Environment Variables for CNG Protection

A set of environment variables are supported for controlling CNG protection options on a per-application basis. These variables are documented here to facilitate more complicated deployments, but it should be noted that they are liable to change between releases.

Environment Variable Description

NCCNG_PIN

Passphrase for Softcard. This enables the passphrase to be specified programmatically rather than through the GUI passphrase prompt. Note: This can expose your passphrase.

It is recommended that this be set in a context where the passphrase will be visible only to the user or service that should have access to this passphrase. It should not be set as a machine-wide environment variable.

NCCNG_USE_MODULE_KEYS

  • If set to 1, module protection will be used for new keys that are generated.

  • If set to 0, the NCCNG_PROTECTION_TOKEN environment variable controls the protection option used.

NCCNG_PROTECTION_TOKEN

If NCCNG_USE_MODULE_KEYS is set to 0 (or a protection option other than module key protection or HSM pool mode was selected in the wizard) this environment variable enables the protection token to be specified for new keys that are generated.

  • If set to softcard:HASH the Softcard with the specified hash will be used.

  • If set to cardset:HASH the OCS with the specified hash will be used.

  • If set to anything else (for example, wizard), the GUI key protection wizard will be used. The HASH for Softcard or OCS protections refers to its Security World hash in hexadecimal, which can be identified using nfkminfo -s for softcards or nfkminfo -c for OCS.

NCCNG_ALWAYS_USE_AGENT

By default, if a CNG provider must display GUI, it will display it in the calling application if not in Session 0, and in the nShield Service Agent if running in Session 0 (for example, running as a service).

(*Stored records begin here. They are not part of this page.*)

PR #325, opened 2026-04-08
Add AMAX, AVG, NORM1, NORM2, MUL, MUL_NO_ZEROS reduction modes

rsuderman:
Enable the remaining cuDNN reduction modes in ReductionAttr and add the corresponding MLIR schemas to the asm emitter:

- NORM1 lowers to abs + sum.dim_IntList.
- AMAX lowers to abs + amax.
- AVG lowers to mean.dim (float dtypes only — torch.aten.mean.dim is not defined on integer tensors, so the sample skips int32 for AVG).
- NORM2 lowers to mul + sum.dim_IntList + sqrt.
- MUL lowers directly to torch.prims.prod.
- MUL_NO_ZEROS uses aten.ne.Scalar to build an i1 mask, then aten.where.ScalarOther to substitute 1 for zero entries before feeding the result to torch.prims.prod, so zero inputs are excluded from the product.

Extend samples/reduction/reduction_ops.cpp to exercise every new mode. Input data is built by a per-mode generateReductionInputData helper so MUL/MUL_NO_ZEROS get a non-trivial pattern (mostly 1s with a 2 and a 3, plus injected zeros for MUL_NO_ZEROS) that stays in range for fp16/int32, and the expected value is computed by the existing reference reduction loop rather than hardcoded.

Add lit tests for each new mode under tests/lit/ and register them in tests/CMakeLists.txt.

### DIFF
--- a/include/fusilli/attributes/reduction_attributes.h
+++ b/include/fusilli/attributes/reduction_attributes.h
@@ -26,6 +26,7 @@ namespace fusilli {
 
 #define FUSILLI_REDUCTION_MODES(OP)                                            \
   OP(NOT_SET)                                                                  \
+  OP(ADD)                                                                      \
   OP(SUM)                                                                      \
   OP(MUL)                                                                      \
   OP(MIN)                                                                      \
--- a/include/fusilli/attributes/reduction_attributes.h
+++ b/include/fusilli/attributes/reduction_attributes.h
@@ -27,15 +27,14 @@ namespace fusilli {
 #define FUSILLI_REDUCTION_MODES(OP)                                            \
   OP(NOT_SET)                                                                  \
   OP(SUM)                                                                      \
-  /* OP(ADD) */                                                                \
-  /* OP(MUL) */                                                                \
+  OP(MUL)                                                                      \
   OP(MIN)                                                                      \
   OP(MAX)                                                                      \
-  /* OP(AMAX) */                                                               \
-  /* OP(AVG) */                                                                \
-  /* OP(NORM1) */                                                              \
-  /* OP(NORM2) */                                                              \
-  /* OP(MUL_NO_ZEROS) */
+  OP(AMAX)                                                                     \
+  OP(AVG)                                                                      \
+  OP(NORM1)                                                                    \
+  OP(NORM2)                                                                    \
+  OP(MUL_NO_ZEROS)
 
 class ReductionAttr : public AttributesCRTP<ReductionAttr> {
 public:
--- a/include/fusilli/attributes/reduction_attributes.h
+++ b/include/fusilli/attributes/reduction_attributes.h
@@ -27,7 +27,7 @@ namespace fusilli {
 #define FUSILLI_REDUCTION_MODES(OP)                                            \
   OP(NOT_SET)                                                                  \
   OP(ADD)                                                                      \
-  OP(SUM)                                                                      \
+  OP(SUM) /* Remove once SUM is deprecated  */                                 \
   OP(MUL)                                                                      \
   OP(MIN)                                                                      \
   OP(MAX)                                                                      \
--- a/include/fusilli/support/asm_emitter.h
+++ b/include/fusilli/support/asm_emitter.h
@@ -2156,6 +2156,150 @@ inline std::string ReductionNode::emitNodePreAsm() const {
                                                     torch.aten.sum.dim_IntList)
     FUSILLI_DECLARE_KEEPDIM_REDUCTION_EMITTER(MIN, torch.aten.amin)
     FUSILLI_DECLARE_KEEPDIM_REDUCTION_EMITTER(MAX, torch.aten.amax)
+  case ReductionAttr::Mode::NORM1: {
+    constexpr std::string_view schema = R"(
+    {0}
+    {1}
+    %abs_{2} = torch.aten.abs {4} : {5} -> {5}
+    %keepdim_{2} = torch.constant.bool true
+    %dtype_{2} = torch.constant.none
+    {3}_{2}_perm = torch.aten.sum.dim_IntList %abs_{2}, %reduction_dims_{2}, %keepdim_{2}, %dtype_{2} : {5}, !torch.list<int>, !torch.bool, !torch.none -> {6}
+    {7}
+    )";
+
+    return std::format(schema,
+                       permuteX,             // {0}
+                       dimListOss.str(),     // {1}
+                       suffix,               // {2}
+                       getResultNamesAsm(),  // {3}
+                       getOperandNamesAsm(), // {4}
+                       getOperandTypesAsm(), // {5}
+                       getResultTypesAsm(),  // {6}
+                       permuteY              // {7}
+    );
+  }
+  case ReductionAttr::Mode::AMAX: {
+    constexpr std::string_view schema = R"(
+    {0}
+    {1}
+    %abs_{2} = torch.aten.abs {4} : {5} -> {5}
+    %keepdim_{2} = torch.constant.bool true
+    {3}_{2}_perm = torch.aten.amax %abs_{2}, %reduction_dims_{2}, %keepdim_{2} : {5}, !torch.list<int>, !torch.bool -> {6}
+    {7}
+    )";
+
+    return std::format(schema,
+                       permuteX,             // {0}
+                       dimListOss.str(),     // {1}
+                       suffix,               // {2}
+                       getResultNamesAsm(),  // {3}
+                       getOperandNamesAsm(), // {4}
+                       getOperandTypesAsm(), // {5}
+                       getResultTypesAsm(),  // {6}
+                       permuteY              // {7}
+    );
+  }
+  case ReductionAttr::Mode::AVG: {
+    constexpr std::string_view schema = R"(
+    {0}
+    {1}
+    %keepdim_{2} = torch.constant.bool true
+    %dtype_{2} = torch.constant.none
+    {3}_{2}_perm = torch.aten.mean.dim {4}, %reduction_dims_{2}, %keepdim_{2}, %dtype_{2} : {5}, !torch.list<int>, !torch.bool, !torch.none -> {6}
+    {7}
+    )";
+
+    return std::format(schema,
+                       permuteX,             // {0}
+                       dimListOss.str(),     // {1}
+                       suffix,               // {2}
+                       getResultNamesAsm(),  // {3}
+                       getOperandNamesAsm(), // {4}
+                       getOperandTypesAsm(), // {5}
+                       getResultTypesAsm(),  // {6}
+                       permuteY              // {7}
+    );
+  }
+  case ReductionAttr::Mode::NORM2: {
+    constexpr std::string_view schema = R"(
+    {0}
+    {1}
+    %sq_{2} = torch.aten.mul.Tensor {4}, {4} : {5}, {5} -> {5}
+    %keepdim_{2} = torch.constant.bool true
+    %dtype_{2} = torch.constant.none
+    %sumsq_{2} = torch.aten.sum.dim_IntList %sq_{2}, %reduction_dims_{2}, %keepdim_{2}, %dtype_{2} : {5}, !torch.list<int>, !torch.bool, !torch.none -> {6}
+    {3}_{2}_perm = torch.aten.sqrt %sumsq_{2} : {6} -> {6}
+    {7}
+    )";
+
+    return std::format(schema,
+                       permuteX,             // {0}
+                       dimListOss.str(),     // {1}
+                       suffix,               // {2}
+                       getResultNamesAsm(),  // {3}
+                       getOperandNamesAsm(), // {4}
+                       getOperandTypesAsm(), // {5}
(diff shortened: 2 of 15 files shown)


include/fusilli/attributes/reduction_attributes.h
```diff
@@ -27,15 +27,14 @@ namespace fusilli {
 #define FUSILLI_REDUCTION_MODES(OP)                                            \
   OP(NOT_SET)                                                                  \
   OP(SUM)                                                                      \
-  /* OP(ADD) */                                                                \
```
sjain-stanford, line 30: Is `ADD` dropped because it's equivalent to SUM or some other reason?

include/fusilli/support/asm_emitter.h
```diff
@@ -1911,20 +1961,64 @@ inline std::string ReductionNode::emitNodePreAsm() const {
...
+    return std::format(kMulNoZerosSchema,
+                       permuteX,             // {0}
+                       dimListOss.str(),     // {1}
+                       suffix,               // {2}
+                       getResultNamesAsm(),  // {3}
+                       getOperandNamesAsm(), // {4}
+                       getOperandTypesAsm(), // {5}
+                       getResultTypesAsm(),  // {6}
+                       permuteY,             // {7}
+                       boolType              // {8}
```
sjain-stanford: hyper nit: Use `/*  {0}  */` style comments in format string placeholders for consistency with the rest.

include/fusilli/support/asm_emitter.h
```diff
@@ -1891,6 +1891,56 @@ inline std::string ReductionNode::emitNodePreAsm() const {
...
+    %sumsq_{2} = torch.aten.sum.dim_IntList %sq_{2}, %reduction_dims_{2}, %keepdim_{2}, %dtype_{2} : {5}, !torch.list<int>, !torch.bool, !torch.none -> {6}
+    {3}_{2}_perm = torch.aten.sqrt %sumsq_{2} : {6} -> {6}
+    {7}
+    )";
+
+  constexpr std::string_view kMulSchema = R"(
+    {0}
+    {1}
+    %dtype_{2} = torch.constant.none
+    {3}_{2}_perm = torch.prims.prod {4}, %reduction_dims_{2}, %dtype_{2} : {5}, !torch.list<int>, !torch.none -> {6}
```
sjain-stanford, line 2192: Claude tells me this is not registered in the torch dialect. Is that true? 

Do we need to use `torch.aten.prod.dim_int` (with chaining for multiple reduction dims)?

sjain-stanford (changes requested):
Might need rebase / CI seems unclean.

include/fusilli/support/asm_emitter.h
rsuderman: It exists, it was only added recently so its likely unaware it exists today.

include/fusilli/attributes/reduction_attributes.h
rsuderman: Removed because redundancy. Added it back in so we can eventually delete SUM to match the hipdnn naming conventions.

include/fusilli/support/asm_emitter.h
rsuderman: Fixed comment.

include/fusilli/attributes/reduction_attributes.h
```diff
@@ -26,16 +26,16 @@ namespace fusilli {
 
 #define FUSILLI_REDUCTION_MODES(OP)                                            \
   OP(NOT_SET)                                                                  \
+  OP(ADD)                                                                      \
   OP(SUM)                                                                      \
```
sjain-stanford: I'd drop SUM from the op list / samples / lit tests, and add proper coverage for ADD (samples, lit tests) instead to match with cudnn/hipdnn.

include/fusilli/support/asm_emitter.h
```diff
@@ -2175,11 +2225,55 @@ inline std::string ReductionNode::emitNodePreAsm() const {
...
+                       getOperandTypesAsm(), /* {5} */                         \
+                       getResultTypesAsm(),  /* {6} */                         \
+                       permuteY              /* {7} */                         \
+    );                                                                         \
+  }
+
   switch (reductionAttr.getMode()) {
+  case ReductionAttr::Mode::ADD:
     FUSILLI_DECLARE_KEEPDIM_DTYPE_REDUCTION_EMITTER(SUM,
                                                     torch.aten.sum.dim_IntList)
```
sjain-stanford: It's a little subtle that `ADD` and `SUM` share the same body. We can drop SUM and just instantiate the macro for ADD directly.

include/fusilli/support/asm_emitter.h
```diff
@@ -2155,6 +2155,56 @@ inline std::string ReductionNode::emitNodePreAsm() const {
...
+  constexpr std::string_view kNorm2Schema = R"(
+    {0}
+    {1}
+    %sq_{2} = torch.aten.mul.Tensor {4}, {4} : {5}, {5} -> {5}
+    %keepdim_{2} = torch.constant.bool true
+    %dtype_{2} = torch.constant.none
+    %sumsq_{2} = torch.aten.sum.dim_IntList %sq_{2}, %reduction_dims_{2}, %keepdim_{2}, %dtype_{2} : {5}, !torch.list<int>, !torch.bool, !torch.none -> {6}
+    {3}_{2}_perm = torch.aten.sqrt %sumsq_{2} : {6} -> {6}
+    {7}
+    )";
```
sjain-stanford: nit: keep kNorm2Schema right after kNorm1Schema for readability

samples/reduction/reduction_ops.cpp
```diff
@@ -48,7 +88,13 @@ TEST_CASE("Reduction ops", "[reduction][graph]") {
...
       ReductionAttr::Mode::SUM,
       ReductionAttr::Mode::MIN,
-      ReductionAttr::Mode::MAX);
+      ReductionAttr::Mode::MAX,
+      ReductionAttr::Mode::NORM1,
+      ReductionAttr::Mode::AMAX,
+      ReductionAttr::Mode::AVG,
+      ReductionAttr::Mode::NORM2,
+      ReductionAttr::Mode::MUL,
+      ReductionAttr::Mode::MUL_NO_ZEROS);
```
sjain-stanford, line 98: Please add `ReductionAttr::Mode::ADD` to the sample generator since it is user-facing now and needs its own coverage.

samples/reduction/reduction_ops.cpp
```diff
@@ -163,13 +247,22 @@ TEST_CASE("Reduction ops", "[reduction][graph]") {
...
       return T(0);
     }
   };
 
-  // int32
-  execute(handle, DataType::Int32, getInitValue.template operator()<int>());
+  // torch.aten.mean.dim is not defined on integer tensors, so AVG only
+  // exercises the floating-point paths.
+  if (mode != ReductionAttr::Mode::AVG)
+    execute(handle, DataType::Int32, getInitValue.template operator()<int>());
```
sjain-stanford, line 268: Don't special case this here. Fusilli should reject integer `AVG` during `ReductionNode` validation, unless there's another way to lower it. Right now it silently accepts the graph until compile time, which is a rough edge.

include/fusilli/support/asm_emitter.h
```diff
@@ -2175,11 +2225,55 @@ inline std::string ReductionNode::emitNodePreAsm() const {
...
+    );                                                                         \
+  }
+
   switch (reductionAttr.getMode()) {
+  case ReductionAttr::Mode::ADD:
     FUSILLI_DECLARE_KEEPDIM_DTYPE_REDUCTION_EMITTER(SUM,
                                                     torch.aten.sum.dim_IntList)
     FUSILLI_DECLARE_KEEPDIM_REDUCTION_EMITTER(MIN, torch.aten.amin)
     FUSILLI_DECLARE_KEEPDIM_REDUCTION_EMITTER(MAX, torch.aten.amax)
+    FUSILLI_DECLARE_KEEPDIM_DTYPE_REDUCTION_EMITTER(AVG, torch.aten.mean.dim)
```
sjain-stanford, line 2247: A user can still build an Int32 AVG graph that passes `graph->validate()` and then fails during compile. I reproduced this locally by compiling an Int32 variant of the emitted AVG IR; the Float variant compiles, while the Int32 variant fails in `iree-compile`.

Preferably reject integral/bool input or output dtypes for AVG in `ReductionNode::postValidateNode()` with an `InvalidAttribute` error, or implement an integer-compatible AVG lowering.

tests/CMakeLists.txt
```diff
@@ -225,7 +225,13 @@ add_fusilli_lit_tests(
     lit/test_sdpa_asm_emitter_cross_attn.cpp
     lit/test_reduction_asm_emitter_sum.cpp
```
sjain-stanford: Let's update + rename this LIT test to be for `add` instead.

samples/reduction/reduction_ops.cpp
```diff
@@ -48,7 +88,13 @@ TEST_CASE("Reduction ops", "[reduction][graph]") {
   const auto mode = GENERATE(
       ReductionAttr::Mode::SUM,
       ReductionAttr::Mode::MIN,
-      ReductionAttr::Mode::MAX);
+      ReductionAttr::Mode::MAX,
+      ReductionAttr::Mode::NORM1,
+      ReductionAttr::Mode::AMAX,
+      ReductionAttr::Mode::AVG,
+      ReductionAttr::Mode::NORM2,
```
sjain-stanford: same nit: NORM1 -> NORM2

samples/reduction/reduction_ops.cpp
sjain-stanford: I guess execute would fail early (at graph validate phase) instead of at iree-compile time so this special case might still be needed. But it's cleaner to have it caught during pre-compile validation.

include/fusilli/attributes/reduction_attributes.h
rsuderman: We should do this in the follow up. The reason I added both was so we could migrate the fusilli plugin to the correct naming, then delete once we have migrated over.

include/fusilli/support/asm_emitter.h
rsuderman: Switched but you should see clang-tidy failing due to consecutive identical switch statements.

include/fusilli/support/asm_emitter.h
rsuderman: Fixed.

samples/reduction/reduction_ops.cpp
rsuderman: Changed to validation level failure. Still have the conditional sample to avoid test failure due to validation.

tests/CMakeLists.txt
rsuderman: Renamed.

include/fusilli/support/asm_emitter.h
rsuderman: Changed to validation level failure.

samples/reduction/reduction_ops.cpp
rsuderman: done.

include/fusilli/attributes/reduction_attributes.h
sjain-stanford: That's reasonable. Can you add a TODO here?

samples/reduction/reduction_ops.cpp
```diff
@@ -157,19 +243,29 @@ TEST_CASE("Reduction ops", "[reduction][graph]") {
...
       return std::numeric_limits<T>::max();
     case ReductionAttr::Mode::MAX:
       return std::numeric_limits<T>::lowest();
+    case ReductionAttr::Mode::MUL:
+    case ReductionAttr::Mode::MUL_NO_ZEROS:
+      return T(1);
+    case ReductionAttr::Mode::AMAX:
+    case ReductionAttr::Mode::AVG:
+    case ReductionAttr::Mode::NORM1:
+    case ReductionAttr::Mode::NORM2:
```
sjain-stanford, line 259: nit: move these four cases above, alongside ADD and SUM (which also `return T(0);`), or move cases for ADD and SUM here if you want it together with the default case.

include/fusilli/support/asm_emitter.h
sjain-stanford: Yep that only works if we were removing SUM, not keeping both. Let's go back to what you had since it'll get cleaned up in a follow-on anyway.

sjain-stanford (approved):
LGTM modulo two more comments.

include/fusilli/attributes/reduction_attributes.h
rsuderman: Added

include/fusilli/support/asm_emitter.h
rsuderman: Done.

samples/reduction/reduction_ops.cpp
rsuderman: Moved.

PR #327, opened 2026-04-09
Support independent K/V head counts in SDPA test utilities

keshavvinayak01:
Split headsKV into headsK/headsV in referenceSdpa and executeSdpa to allow testing GQA with H_k != H_v. headsV defaults to headsK for backward compatibility. Add test for Q=8, K=4, V=2 heads.


keshavvinayak01 (commented):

Setting NCCNG_ALWAYS_USE_AGENT to 1 forces CNG GUI prompts to always be displayed in the nShield Service Agent regardless of whether it is running in Session 0.

(If setting this value to 1 ensure that the nShield Service Agent is running).

NCCNG_USER_NAMESPACING

Namespacing allows multiple users to generate user keys of the same name. Namespacing is enabled by default.

  • If set to 1, namespacing will be used for new keys that are generated. The key blobs are prefixed with the creating user’s SID.

  • If set to 0, the NCCNG_PROTECTION_TOKEN environment variable controls the protection option used. The key blobs are prefixed with "user".

NCCNG_MACHINE_ACCESS_CONTROL

Configures the default permissions for the key blob files when machine keys are generated if no security descriptor is provided by the application. By default, the machine key access control is configured as STANDARD.

  • If set to STANDARD, then generated keys have read and write permissions for the built-in Administrators group only.

  • If set to CLASSIC, then generated keys use the NFAST_KMLOCAL default permissions.

  • If set to a valid SID starting with S-1-, then generated keys have read and write permissions for the built-in Administrators group and read permissions for the user or group specified by the SID.

  • If set to a valid SDDL, either SACL or DACL, then generated keys will have the file permissions of the SDDL applied to the key blob by default.

NCCNG_USER_ACCESS_CONTROL

Configures the default permissions for the key blob files when user keys are generated if no security descriptor is provided by the application. By default, the user key access control is configured as STANDARD.

  • If set to STANDARD, then generated keys have read and write permissions for the creating user only.

  • If set to CLASSIC, then generated keys use the NFAST_KMLOCAL default permissions.

  • If set to a valid SID starting with S-1-, then generated keys have read and write permissions for the creating user and read permissions for the user or group specified by the SID.

  • If set to a valid SDDL, either SACL or DACL, then generated keys will have the file permissions of the SDDL applied to the key blob by default.

NCCNG_IGNORE_SECURITY_DESCRIPTOR

By default, this is used if an application, for example certreq.exe, provides a security descriptor over the CNG API when keys are generated. This option allows CNG to ignore the provided security descriptor and use the default instead.

  • If set to 1, any supplied security descriptor will be discarded when a new key is generated and the default access control will be applied to the new key.

  • If set to 0, when a new key is generated the supplied security descriptor will be applied to the new key (default).